It’s not good to monetise all of your hobbies, non-demony ones _and_ demony ones. Dawn’s learned that the hard way, translating books for hire and accidentally summoning wayward demons on the payroll. It’s something that’s happened on way too many Tuesdays to count.

“You could,” Angel points out, not disagreeing, “but everyone sells stuff nowadays. Are you — are you coming to Los Angeles any time soon?”

Dawn frowns. “No.”

“Oh,” Angel says, after a second. Dawn can instantly tell whatever plan he was making in his head has dissipated, but she can also tell that he’s going to say it anyway. None of Buffy’s ex-boyfriends have ever been as cool as her older sister thought they were. “Well, if you do end up visiting, there’s a pottery class I go to when I can. It’s pretty late, but — it could be fun.”

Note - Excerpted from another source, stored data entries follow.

PR #2703, opened 2024-05-06
feat: remove is-builtin-module

43081j:
The node versions we support as per our engines constraint already have a built in function for determining if a module is built in.

This removes the dependency and uses the built in function instead.

## Pre-merge checklist


hassy:
thanks @43081j!

PR #2750, opened 2024-05-15
fix(lambda): make Lambda containers work with hierarchical deps

bernardobridge:
## Description

This copies over a Fargate test, then fixes the issue it uncovered. There's a few small things it solves to improve the experience overall:

- https://github.com/artilleryio/artillery/pull/2750/commits/50ba526ed0bd47027762e9ef21c6fdce273ec13e : Adds the test
- https://github.com/artilleryio/artillery/pull/2750/commits/86d2efae3c75569d31597f7aea431bd24d1e8356 : Adds dependency tree logic from Fargate
- https://github.com/artilleryio/artillery/pull/2750/commits/17a20593dc294b32b8bdb5e59753e02c11100882 : Appropriately catch errors from S3 sync - currently it would continue without any user feedback
- https://github.com/artilleryio/artillery/pull/2750/commits/4e70e1e0cb8ea99590beccc05d8d20455e65892c : look for files recursively when doing the file count check (files uploaded == files available on worker)
- https://github.com/artilleryio/artillery/pull/2750/commits/6823644345e370f843caaa4e65b6fcba27b53243 : start sending message and stack explicitly in errors. When sending the full error object a JSON.stringify is done which results in the error object being empty. This way the user now has clear feedback as originally intended.

## Pre-merge checklist

### DIFF
--- a/packages/artillery/lib/create-bom/create-bom.js
+++ b/packages/artillery/lib/create-bom/create-bom.js
@@ -10,6 +10,7 @@ const A = require('async');
 const debug = require('debug')('bom');
 const _ = require('lodash');
 const Table = require('cli-table3');
+const { getCustomJsDependencies } = require('../platform/aws-ecs/legacy/bom');
 
 const { readScript, parseScript } = require('../util');
 
@@ -163,25 +164,6 @@ function getCustomEngines(context, next) {
   context.npmModules = context.npmModules.concat(enginePackages);
 
   return next(null, context);
-}
-
-function getCustomJsDependencies(context, next) {
-  if (
-    context.opts.scriptData.config &&
-    context.opts.scriptData.config.processor
-  ) {
-    const procPath = path.resolve(
-      path.dirname(context.opts.absoluteScriptPath),
-      context.opts.scriptData.config.processor
-    );
-    context.localFilePaths.push(procPath);
-
-    debug('got custom JS dependencies');
-    return next(null, context);
-  } else {
-    debug('no custom JS dependencies');
-    return next(null, context);
-  }
 }
 
 function getVariableDataFiles(context, next) {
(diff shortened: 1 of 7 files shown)


hassy:
For this - https://github.com/artilleryio/artillery/commit/881507f826136c2dda417bc82139b1843b8f9ec3 - can you maybe export the existing functions and use them? More code duplication will make merging the implementation harder.

bernardobridge:
> For this - https://github.com/artilleryio/artillery/commit/881507f826136c2dda417bc82139b1843b8f9ec3 - can you maybe export the existing functions and use them? More code duplication will make merging the implementation harder.

Yes there's a chance I can do that. I was waiting to run the full suite to see if this breaks zipfile lambdas, as then we'd have to make a change in the logic to account for it. But as we're planning on deprecating that, then maybe it doesn't matter anyway.

Will look into it after the AWS test run!

hassy:
For this https://github.com/artilleryio/artillery/commit/76df3d5d430b9c8e77834af4900ae862677238e3 - if the only difference is http-uploads, maybe it's better to change the original test and only include the plugin in a Fargate-specific environment. Less duplication would be much better.

hassy:
> But as we're planning on deprecating that, then maybe it doesn't matter anyway.

I think it matters because the two implementations will need to be merged, not just replaced. And having more of the same code in two different places will make that harder.

bernardobridge:
> I think it matters because the two implementations will need to be merged, not just replaced. And having more of the same code in two different places will make that harder.

Sorry, I wrote that in a confusing way - I was agreeing with you 👍 . I meant that we should do it, because maybe breaking zipfiles won't matter if we're going to remove them anyway.

Anyway it's done now, and it doesn't break zipfiles as long as we don't uninstall some deps we were doing before.

hassy:
LGTM!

Dawn almost rejects him on the spot — she just tends not to make nice with her sister’s star-crossed lovers — but the unique thing about Angel is that she knows they probably have the same amount of actual friends and _any_ reaching-out for _either_ of them is a big step.

“Sounds good,” she says, instead, “so long as there aren’t any Ghost shenanigans. Hey, can I call you Swayze?”

“Nope,” Angel says. He immediately hangs up. Good for him, Dawn thinks.

The next on her list is Riley Finn, a man she’s only ever met twice — when this picture was taken and when Buffy took him to meet the family officially. She paints him like an old, pulp-y action book hero, oils and acrylic: the Bruce Willis-type, except with hair. Like Jack Reacher, or one of the other thousand airport heroes she’s read on flights over the years. Ooh, or the silver fox on the cover of the _Stargate_ box set Andrew’s lent her.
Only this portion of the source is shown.